» Instructions to follow:
Whenever a line of the listing contains the string "remainder", return that line.

» Excerpted data:
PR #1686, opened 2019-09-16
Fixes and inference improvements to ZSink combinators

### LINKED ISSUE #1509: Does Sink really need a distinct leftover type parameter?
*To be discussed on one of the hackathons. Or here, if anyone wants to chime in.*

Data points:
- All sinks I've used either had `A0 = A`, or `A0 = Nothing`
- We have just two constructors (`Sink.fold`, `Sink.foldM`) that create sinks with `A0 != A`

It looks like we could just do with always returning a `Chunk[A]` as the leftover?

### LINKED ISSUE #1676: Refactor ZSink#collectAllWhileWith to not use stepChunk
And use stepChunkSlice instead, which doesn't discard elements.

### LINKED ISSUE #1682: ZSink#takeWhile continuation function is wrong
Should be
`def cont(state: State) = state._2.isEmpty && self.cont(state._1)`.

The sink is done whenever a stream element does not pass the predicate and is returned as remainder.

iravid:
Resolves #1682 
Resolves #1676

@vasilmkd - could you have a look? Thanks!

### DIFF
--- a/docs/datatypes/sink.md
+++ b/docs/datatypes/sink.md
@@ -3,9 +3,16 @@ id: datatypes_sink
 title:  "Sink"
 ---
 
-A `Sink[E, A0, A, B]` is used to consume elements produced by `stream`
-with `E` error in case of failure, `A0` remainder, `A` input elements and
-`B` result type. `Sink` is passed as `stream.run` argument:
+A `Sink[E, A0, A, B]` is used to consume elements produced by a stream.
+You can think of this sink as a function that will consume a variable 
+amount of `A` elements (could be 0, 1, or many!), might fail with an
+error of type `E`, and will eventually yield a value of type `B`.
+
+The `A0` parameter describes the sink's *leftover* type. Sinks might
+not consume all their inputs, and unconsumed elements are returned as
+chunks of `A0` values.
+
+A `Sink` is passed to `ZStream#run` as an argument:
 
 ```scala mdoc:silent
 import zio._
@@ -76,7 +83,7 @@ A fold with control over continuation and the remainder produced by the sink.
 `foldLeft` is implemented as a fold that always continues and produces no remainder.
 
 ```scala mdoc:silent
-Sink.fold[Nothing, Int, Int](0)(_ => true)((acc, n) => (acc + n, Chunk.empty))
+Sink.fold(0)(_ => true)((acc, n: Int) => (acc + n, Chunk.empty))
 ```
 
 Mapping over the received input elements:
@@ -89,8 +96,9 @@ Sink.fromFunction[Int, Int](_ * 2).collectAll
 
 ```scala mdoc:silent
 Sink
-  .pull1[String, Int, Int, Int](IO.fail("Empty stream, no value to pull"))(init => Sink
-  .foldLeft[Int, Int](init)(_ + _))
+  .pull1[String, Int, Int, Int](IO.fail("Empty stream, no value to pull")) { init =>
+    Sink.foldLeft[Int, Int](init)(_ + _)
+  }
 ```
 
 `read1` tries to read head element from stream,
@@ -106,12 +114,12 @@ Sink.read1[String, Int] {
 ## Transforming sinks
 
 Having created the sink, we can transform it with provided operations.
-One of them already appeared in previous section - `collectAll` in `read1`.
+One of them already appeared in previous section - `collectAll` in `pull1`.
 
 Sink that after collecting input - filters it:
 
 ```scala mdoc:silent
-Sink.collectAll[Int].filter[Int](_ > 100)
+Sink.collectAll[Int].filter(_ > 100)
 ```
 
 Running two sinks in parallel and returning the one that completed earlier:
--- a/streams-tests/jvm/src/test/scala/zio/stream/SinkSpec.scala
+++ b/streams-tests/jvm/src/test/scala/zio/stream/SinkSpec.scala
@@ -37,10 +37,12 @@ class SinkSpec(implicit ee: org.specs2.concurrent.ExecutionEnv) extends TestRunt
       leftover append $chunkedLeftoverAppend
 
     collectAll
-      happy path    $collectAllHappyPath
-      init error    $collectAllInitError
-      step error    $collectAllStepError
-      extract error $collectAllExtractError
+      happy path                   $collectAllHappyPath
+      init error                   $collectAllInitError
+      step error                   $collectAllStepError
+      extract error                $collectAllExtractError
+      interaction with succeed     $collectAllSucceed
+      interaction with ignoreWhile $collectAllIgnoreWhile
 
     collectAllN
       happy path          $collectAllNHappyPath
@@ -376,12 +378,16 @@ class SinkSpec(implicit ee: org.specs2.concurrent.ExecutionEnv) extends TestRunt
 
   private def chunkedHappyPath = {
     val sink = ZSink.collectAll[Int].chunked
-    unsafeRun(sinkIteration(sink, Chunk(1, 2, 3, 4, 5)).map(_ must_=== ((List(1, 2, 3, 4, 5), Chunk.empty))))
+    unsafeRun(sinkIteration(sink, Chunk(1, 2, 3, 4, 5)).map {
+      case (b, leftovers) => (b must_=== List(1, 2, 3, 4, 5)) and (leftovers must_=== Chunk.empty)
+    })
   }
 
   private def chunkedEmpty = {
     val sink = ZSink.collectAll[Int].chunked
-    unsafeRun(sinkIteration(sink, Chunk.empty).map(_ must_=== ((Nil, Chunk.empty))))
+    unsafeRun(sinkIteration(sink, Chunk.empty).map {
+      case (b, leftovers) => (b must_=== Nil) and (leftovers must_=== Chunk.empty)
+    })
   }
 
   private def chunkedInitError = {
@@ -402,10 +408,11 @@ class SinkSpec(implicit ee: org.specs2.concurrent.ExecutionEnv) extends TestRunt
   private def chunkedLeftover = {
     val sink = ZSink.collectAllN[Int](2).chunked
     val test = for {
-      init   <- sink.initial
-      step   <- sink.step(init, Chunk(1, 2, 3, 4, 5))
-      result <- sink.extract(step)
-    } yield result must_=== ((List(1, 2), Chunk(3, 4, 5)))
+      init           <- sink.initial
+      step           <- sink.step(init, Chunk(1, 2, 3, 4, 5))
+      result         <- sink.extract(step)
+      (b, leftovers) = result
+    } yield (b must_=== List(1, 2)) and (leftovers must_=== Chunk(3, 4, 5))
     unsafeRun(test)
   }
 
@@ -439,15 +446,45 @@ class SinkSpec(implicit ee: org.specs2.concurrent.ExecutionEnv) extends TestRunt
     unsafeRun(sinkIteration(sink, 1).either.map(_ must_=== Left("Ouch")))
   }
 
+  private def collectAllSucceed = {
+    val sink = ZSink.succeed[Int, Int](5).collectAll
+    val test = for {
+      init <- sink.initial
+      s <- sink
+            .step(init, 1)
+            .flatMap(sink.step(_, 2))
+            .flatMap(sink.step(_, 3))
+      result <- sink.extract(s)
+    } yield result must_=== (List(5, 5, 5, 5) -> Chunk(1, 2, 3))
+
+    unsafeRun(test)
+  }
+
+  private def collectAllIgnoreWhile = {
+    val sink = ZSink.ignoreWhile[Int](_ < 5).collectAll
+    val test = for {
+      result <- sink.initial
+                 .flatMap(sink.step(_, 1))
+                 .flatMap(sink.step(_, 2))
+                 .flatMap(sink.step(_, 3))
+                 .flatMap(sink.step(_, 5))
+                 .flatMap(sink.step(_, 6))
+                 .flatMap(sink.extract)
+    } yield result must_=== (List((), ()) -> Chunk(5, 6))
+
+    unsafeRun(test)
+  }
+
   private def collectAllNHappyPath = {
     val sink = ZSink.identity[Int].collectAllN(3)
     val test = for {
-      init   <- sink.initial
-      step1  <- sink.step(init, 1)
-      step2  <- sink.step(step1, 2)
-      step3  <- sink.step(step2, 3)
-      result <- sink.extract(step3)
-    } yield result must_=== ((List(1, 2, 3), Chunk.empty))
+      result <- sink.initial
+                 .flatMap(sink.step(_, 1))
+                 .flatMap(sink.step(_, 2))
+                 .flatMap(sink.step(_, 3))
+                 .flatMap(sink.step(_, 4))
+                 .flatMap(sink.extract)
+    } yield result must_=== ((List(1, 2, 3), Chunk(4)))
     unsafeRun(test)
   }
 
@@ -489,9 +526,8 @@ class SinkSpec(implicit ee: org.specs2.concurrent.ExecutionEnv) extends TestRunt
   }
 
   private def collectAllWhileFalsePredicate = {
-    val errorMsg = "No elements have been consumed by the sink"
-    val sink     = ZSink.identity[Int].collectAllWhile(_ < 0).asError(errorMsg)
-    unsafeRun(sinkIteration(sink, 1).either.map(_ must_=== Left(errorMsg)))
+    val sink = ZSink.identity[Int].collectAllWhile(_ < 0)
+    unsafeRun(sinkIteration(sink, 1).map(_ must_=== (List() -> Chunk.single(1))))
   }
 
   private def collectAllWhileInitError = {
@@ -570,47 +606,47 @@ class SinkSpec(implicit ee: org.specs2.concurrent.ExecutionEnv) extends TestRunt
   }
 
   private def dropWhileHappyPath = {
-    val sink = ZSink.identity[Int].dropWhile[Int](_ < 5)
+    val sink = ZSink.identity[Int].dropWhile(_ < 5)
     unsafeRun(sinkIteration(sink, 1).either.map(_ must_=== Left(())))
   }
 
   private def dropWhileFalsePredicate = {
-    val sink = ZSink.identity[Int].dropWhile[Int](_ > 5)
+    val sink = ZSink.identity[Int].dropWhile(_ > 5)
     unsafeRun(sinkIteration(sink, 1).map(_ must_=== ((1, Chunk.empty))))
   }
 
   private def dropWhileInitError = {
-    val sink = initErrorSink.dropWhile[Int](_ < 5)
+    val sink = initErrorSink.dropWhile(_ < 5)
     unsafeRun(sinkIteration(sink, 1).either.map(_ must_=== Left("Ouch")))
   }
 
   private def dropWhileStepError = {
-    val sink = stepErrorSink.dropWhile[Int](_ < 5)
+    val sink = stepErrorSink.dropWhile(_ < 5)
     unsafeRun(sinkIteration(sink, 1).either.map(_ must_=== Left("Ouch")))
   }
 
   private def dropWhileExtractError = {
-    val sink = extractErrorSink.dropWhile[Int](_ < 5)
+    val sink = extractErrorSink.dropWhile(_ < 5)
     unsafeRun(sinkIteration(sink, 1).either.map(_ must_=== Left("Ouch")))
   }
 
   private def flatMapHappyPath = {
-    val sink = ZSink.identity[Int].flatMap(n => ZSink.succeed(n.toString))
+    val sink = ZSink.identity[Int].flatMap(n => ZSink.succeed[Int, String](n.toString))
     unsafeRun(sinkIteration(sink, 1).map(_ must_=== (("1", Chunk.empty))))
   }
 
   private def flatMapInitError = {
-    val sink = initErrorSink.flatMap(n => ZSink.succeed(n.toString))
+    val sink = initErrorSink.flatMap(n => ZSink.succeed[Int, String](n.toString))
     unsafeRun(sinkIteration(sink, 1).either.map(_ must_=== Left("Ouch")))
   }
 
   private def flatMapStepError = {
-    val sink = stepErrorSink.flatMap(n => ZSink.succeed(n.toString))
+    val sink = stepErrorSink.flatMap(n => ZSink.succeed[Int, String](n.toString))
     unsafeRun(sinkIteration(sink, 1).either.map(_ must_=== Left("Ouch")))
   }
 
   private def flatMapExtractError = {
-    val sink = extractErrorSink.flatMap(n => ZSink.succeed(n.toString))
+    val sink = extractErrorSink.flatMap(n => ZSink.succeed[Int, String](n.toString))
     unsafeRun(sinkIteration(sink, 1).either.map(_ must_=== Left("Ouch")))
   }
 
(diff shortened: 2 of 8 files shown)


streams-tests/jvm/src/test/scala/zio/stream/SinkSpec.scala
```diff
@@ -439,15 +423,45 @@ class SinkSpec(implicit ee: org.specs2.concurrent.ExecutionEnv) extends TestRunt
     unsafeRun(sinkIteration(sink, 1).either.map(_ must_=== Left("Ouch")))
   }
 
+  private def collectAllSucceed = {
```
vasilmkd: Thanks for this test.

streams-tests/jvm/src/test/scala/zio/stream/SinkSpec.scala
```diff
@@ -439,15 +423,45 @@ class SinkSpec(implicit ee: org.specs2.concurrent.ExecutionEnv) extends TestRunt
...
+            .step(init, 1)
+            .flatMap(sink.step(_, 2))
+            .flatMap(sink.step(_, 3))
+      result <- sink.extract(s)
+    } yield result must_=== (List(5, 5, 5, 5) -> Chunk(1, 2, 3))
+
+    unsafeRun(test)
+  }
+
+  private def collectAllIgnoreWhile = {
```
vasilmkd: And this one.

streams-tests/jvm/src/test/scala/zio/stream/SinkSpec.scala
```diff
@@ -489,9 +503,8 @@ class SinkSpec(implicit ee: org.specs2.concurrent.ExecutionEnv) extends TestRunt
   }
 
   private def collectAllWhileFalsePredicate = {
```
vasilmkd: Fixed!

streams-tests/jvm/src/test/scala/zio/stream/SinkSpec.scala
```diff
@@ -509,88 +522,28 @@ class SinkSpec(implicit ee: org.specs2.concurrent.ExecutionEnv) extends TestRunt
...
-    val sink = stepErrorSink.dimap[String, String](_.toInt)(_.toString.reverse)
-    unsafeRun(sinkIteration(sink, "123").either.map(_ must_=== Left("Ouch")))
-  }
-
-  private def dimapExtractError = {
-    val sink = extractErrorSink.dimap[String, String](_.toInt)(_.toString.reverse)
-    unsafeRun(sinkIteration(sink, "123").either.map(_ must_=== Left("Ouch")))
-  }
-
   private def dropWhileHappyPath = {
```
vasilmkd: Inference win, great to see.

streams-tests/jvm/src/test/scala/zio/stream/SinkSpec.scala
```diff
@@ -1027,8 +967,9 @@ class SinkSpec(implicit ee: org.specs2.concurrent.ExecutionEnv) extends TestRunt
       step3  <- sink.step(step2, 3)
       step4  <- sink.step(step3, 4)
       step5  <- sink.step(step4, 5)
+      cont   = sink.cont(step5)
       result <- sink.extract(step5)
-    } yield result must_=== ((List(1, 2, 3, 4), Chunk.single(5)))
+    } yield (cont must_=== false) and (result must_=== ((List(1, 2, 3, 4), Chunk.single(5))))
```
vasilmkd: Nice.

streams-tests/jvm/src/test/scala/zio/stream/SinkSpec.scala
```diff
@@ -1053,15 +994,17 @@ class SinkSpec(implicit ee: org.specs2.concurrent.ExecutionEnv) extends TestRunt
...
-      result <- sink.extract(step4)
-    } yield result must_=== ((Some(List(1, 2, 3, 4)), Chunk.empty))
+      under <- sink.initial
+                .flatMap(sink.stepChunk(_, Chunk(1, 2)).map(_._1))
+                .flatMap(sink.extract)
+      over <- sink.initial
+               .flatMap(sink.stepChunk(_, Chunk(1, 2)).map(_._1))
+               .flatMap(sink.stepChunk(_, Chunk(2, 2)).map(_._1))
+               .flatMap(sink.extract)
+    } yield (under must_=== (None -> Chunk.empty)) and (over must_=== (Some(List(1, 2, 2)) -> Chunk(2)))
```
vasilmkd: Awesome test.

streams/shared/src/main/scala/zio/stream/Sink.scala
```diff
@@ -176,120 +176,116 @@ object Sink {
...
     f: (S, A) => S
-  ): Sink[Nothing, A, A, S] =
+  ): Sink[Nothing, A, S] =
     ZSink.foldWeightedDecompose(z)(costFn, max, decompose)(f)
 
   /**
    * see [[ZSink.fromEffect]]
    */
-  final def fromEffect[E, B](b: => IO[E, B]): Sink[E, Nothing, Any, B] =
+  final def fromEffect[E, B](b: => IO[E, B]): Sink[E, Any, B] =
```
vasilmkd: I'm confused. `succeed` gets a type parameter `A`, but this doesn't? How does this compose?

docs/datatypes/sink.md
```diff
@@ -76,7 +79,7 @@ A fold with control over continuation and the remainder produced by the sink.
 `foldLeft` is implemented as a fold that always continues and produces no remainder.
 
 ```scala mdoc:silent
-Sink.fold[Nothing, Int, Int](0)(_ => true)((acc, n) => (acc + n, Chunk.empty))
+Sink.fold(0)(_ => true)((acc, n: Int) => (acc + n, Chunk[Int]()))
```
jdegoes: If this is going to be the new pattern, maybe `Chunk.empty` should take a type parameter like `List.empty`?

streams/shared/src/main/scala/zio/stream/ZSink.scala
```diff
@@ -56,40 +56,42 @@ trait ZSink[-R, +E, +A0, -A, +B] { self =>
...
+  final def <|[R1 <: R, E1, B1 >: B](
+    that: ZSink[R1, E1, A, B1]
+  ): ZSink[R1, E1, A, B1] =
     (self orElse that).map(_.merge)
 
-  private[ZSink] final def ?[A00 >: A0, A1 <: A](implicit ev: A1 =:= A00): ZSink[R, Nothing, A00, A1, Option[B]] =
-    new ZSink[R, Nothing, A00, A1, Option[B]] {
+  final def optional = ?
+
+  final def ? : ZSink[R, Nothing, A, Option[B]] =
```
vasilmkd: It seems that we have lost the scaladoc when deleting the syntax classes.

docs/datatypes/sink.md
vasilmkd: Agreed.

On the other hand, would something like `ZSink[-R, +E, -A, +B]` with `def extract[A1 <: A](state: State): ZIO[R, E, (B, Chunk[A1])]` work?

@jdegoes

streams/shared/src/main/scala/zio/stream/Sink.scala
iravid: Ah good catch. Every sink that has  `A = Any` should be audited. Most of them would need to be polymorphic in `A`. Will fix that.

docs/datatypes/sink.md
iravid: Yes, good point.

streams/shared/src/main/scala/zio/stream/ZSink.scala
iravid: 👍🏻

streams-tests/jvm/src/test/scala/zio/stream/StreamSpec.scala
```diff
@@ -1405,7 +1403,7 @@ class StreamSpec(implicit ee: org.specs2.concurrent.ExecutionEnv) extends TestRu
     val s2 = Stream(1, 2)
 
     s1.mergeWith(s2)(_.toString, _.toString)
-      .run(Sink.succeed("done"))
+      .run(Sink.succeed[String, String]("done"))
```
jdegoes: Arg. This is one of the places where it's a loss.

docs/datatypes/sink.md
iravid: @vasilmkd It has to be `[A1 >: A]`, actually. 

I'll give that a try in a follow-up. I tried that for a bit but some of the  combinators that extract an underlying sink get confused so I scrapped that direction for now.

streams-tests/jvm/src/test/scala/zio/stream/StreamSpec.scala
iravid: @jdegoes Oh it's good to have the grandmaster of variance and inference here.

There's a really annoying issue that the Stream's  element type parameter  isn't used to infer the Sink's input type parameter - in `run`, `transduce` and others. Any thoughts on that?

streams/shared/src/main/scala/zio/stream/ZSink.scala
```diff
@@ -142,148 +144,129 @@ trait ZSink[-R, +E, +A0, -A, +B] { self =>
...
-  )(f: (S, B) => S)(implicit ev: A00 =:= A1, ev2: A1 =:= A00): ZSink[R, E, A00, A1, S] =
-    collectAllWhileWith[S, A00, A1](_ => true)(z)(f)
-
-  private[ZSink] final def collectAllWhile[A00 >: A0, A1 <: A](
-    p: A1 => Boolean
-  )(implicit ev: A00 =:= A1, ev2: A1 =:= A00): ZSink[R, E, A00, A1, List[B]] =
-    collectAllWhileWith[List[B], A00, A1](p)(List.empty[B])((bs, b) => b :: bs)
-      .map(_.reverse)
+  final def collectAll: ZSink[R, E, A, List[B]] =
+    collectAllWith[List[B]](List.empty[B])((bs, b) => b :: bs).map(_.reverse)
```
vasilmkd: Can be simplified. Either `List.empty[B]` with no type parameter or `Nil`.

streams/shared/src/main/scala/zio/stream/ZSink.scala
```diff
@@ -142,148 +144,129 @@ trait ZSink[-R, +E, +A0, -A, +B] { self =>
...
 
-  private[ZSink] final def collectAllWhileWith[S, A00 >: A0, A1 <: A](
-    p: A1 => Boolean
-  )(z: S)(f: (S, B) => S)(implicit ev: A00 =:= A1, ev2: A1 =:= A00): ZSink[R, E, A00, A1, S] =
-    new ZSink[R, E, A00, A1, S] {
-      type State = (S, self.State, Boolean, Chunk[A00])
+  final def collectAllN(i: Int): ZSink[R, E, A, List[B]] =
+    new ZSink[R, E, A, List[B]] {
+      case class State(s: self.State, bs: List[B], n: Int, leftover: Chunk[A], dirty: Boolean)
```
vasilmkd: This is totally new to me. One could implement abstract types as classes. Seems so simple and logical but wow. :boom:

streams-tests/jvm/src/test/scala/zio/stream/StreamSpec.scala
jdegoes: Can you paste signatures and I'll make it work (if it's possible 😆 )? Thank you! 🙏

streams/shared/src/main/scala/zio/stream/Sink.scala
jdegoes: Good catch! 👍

---

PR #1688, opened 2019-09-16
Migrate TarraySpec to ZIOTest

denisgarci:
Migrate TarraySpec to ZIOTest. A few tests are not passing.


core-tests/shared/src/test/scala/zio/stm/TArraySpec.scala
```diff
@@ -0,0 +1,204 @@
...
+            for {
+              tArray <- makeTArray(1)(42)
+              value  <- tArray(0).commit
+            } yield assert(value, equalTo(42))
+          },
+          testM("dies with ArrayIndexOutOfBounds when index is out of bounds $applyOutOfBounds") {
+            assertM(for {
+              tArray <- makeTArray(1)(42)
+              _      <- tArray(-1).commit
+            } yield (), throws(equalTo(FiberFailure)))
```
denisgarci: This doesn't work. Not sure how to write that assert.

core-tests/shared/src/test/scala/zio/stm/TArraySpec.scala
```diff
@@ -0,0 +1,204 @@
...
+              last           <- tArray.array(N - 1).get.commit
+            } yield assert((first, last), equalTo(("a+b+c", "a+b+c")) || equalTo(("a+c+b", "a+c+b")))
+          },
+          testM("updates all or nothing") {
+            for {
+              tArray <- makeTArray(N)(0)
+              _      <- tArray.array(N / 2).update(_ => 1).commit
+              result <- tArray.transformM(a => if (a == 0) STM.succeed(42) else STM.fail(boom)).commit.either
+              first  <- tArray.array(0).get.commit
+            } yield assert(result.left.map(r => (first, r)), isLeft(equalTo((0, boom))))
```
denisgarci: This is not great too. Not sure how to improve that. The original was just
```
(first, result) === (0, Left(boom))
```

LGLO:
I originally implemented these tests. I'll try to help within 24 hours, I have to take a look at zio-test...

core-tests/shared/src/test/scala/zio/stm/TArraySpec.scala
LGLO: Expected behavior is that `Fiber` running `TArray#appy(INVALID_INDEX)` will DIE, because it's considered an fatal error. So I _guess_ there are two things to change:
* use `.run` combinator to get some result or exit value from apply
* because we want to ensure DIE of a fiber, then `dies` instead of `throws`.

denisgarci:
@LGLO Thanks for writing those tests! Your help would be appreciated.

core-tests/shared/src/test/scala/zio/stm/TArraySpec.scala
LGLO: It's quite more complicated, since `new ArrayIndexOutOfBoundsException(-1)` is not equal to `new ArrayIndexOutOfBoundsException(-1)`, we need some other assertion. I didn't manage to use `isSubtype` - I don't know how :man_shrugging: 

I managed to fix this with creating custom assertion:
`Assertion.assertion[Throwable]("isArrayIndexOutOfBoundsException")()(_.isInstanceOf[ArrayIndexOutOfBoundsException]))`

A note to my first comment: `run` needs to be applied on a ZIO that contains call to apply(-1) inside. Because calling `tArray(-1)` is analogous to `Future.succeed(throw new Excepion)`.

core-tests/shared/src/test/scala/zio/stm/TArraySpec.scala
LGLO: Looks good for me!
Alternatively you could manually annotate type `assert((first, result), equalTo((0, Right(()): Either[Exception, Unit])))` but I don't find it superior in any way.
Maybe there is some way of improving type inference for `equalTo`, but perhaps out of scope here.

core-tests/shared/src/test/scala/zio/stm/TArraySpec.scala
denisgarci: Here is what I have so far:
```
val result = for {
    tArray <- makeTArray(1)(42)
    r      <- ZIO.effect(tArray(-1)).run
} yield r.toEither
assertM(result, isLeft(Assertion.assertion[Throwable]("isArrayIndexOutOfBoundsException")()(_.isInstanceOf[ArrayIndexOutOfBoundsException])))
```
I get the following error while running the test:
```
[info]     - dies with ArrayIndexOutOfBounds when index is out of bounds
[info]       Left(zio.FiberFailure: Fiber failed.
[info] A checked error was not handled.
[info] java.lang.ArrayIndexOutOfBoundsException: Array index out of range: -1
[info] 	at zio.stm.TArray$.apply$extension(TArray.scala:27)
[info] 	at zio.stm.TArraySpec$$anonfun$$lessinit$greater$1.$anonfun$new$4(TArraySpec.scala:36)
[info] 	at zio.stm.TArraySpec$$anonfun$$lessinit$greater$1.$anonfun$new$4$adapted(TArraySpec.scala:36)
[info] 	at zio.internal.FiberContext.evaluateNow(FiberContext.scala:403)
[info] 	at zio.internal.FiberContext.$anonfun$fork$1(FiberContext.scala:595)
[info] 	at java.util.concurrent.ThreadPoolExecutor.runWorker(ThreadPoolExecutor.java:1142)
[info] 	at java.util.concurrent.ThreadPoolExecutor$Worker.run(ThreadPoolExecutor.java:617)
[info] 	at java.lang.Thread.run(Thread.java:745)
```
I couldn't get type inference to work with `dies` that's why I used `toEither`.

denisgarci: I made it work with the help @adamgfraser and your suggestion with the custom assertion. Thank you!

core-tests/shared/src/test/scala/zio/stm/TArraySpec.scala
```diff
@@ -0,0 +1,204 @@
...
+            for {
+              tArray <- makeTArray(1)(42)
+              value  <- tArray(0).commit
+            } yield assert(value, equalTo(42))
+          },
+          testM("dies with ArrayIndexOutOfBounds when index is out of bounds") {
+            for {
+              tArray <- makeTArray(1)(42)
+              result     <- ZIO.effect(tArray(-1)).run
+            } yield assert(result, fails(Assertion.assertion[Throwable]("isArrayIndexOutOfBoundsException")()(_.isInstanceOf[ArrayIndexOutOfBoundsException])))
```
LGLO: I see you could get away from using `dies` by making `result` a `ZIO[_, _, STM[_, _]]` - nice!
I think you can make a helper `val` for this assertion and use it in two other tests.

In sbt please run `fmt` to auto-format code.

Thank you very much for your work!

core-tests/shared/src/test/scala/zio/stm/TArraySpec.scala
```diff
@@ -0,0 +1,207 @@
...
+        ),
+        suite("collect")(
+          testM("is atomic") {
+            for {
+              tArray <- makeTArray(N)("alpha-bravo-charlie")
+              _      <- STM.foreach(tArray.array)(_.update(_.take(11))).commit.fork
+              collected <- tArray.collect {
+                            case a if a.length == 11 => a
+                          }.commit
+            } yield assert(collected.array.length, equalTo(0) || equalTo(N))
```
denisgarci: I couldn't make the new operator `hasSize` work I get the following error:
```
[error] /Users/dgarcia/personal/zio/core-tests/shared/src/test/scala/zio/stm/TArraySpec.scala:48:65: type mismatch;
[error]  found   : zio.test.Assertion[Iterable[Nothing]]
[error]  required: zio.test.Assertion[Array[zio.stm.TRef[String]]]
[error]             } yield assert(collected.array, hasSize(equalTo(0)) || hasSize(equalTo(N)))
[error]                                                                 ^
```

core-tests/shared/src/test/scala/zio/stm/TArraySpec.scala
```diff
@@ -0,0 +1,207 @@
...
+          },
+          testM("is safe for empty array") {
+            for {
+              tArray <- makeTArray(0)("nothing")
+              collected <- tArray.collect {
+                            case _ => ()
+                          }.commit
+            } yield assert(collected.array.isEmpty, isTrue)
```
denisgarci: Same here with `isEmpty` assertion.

--

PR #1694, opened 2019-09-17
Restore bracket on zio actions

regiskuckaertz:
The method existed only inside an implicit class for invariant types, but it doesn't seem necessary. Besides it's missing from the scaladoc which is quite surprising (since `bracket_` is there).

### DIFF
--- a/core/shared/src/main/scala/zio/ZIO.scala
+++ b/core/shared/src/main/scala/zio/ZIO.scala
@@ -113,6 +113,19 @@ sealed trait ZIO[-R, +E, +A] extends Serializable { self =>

» Final answer:
The sink is done whenever a stream element does not pass the predicate and is returned as remainder.
-with `E` error in case of failure, `A0` remainder, `A` input elements and
@@ -76,7 +83,7 @@ A fold with control over continuation and the remainder produced by the sink.
 `foldLeft` is implemented as a fold that always continues and produces no remainder.
@@ -76,7 +79,7 @@ A fold with control over continuation and the remainder produced by the sink.
 `foldLeft` is implemented as a fold that always continues and produces no remainder.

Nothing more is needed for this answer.